▸ ABOUT THIS EXERCISE
Throughout the listing below, show every line in which "Deserialize" occurs.

= Beginning of Section =

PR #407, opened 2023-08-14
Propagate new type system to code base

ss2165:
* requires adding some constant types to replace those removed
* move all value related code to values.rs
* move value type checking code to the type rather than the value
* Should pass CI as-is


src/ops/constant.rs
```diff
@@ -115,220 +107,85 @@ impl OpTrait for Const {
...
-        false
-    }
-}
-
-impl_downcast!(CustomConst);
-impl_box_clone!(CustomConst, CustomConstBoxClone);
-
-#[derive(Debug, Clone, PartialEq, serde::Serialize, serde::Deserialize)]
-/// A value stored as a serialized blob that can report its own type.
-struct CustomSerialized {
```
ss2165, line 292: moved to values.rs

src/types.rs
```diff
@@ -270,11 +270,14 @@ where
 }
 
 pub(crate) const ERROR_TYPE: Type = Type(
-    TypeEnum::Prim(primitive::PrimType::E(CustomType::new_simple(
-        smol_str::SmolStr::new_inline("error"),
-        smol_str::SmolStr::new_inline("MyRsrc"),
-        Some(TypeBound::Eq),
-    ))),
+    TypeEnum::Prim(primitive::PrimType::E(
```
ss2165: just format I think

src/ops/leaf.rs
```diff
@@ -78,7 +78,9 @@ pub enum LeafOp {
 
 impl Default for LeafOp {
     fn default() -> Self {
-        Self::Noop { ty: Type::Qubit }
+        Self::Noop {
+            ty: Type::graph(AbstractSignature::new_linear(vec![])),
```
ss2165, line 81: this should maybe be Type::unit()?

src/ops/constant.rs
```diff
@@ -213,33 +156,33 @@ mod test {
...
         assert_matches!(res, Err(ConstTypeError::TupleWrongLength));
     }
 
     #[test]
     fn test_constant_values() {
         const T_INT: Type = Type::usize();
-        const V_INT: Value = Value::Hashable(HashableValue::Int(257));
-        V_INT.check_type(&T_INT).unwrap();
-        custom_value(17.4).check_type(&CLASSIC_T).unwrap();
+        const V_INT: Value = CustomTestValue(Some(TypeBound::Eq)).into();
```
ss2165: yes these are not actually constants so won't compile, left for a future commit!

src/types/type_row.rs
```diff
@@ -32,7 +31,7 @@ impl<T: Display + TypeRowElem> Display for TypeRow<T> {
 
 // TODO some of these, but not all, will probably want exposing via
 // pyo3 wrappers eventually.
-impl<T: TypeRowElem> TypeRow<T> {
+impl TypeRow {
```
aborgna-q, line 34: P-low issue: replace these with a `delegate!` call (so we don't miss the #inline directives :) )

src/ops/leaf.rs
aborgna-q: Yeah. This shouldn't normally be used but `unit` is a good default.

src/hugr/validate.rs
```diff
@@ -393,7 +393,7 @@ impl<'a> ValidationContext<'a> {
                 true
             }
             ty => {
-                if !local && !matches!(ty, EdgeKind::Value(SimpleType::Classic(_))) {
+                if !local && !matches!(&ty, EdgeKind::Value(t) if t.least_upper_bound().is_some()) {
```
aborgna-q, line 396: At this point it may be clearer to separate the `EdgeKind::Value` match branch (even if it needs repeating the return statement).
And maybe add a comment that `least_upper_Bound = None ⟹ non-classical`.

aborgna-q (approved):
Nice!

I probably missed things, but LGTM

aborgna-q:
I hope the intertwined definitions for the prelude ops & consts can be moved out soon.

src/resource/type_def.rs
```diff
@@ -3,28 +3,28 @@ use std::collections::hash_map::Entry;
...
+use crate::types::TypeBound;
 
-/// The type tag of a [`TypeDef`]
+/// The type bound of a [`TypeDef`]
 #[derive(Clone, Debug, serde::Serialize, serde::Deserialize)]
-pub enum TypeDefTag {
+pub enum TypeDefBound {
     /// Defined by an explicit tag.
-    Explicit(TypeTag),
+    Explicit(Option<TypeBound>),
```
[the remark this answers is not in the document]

= End of Section =

▸ YOUR SOLUTION
-#[derive(Debug, Clone, PartialEq, serde::Serialize, serde::Deserialize)]
 #[derive(Clone, Debug, serde::Serialize, serde::Deserialize)]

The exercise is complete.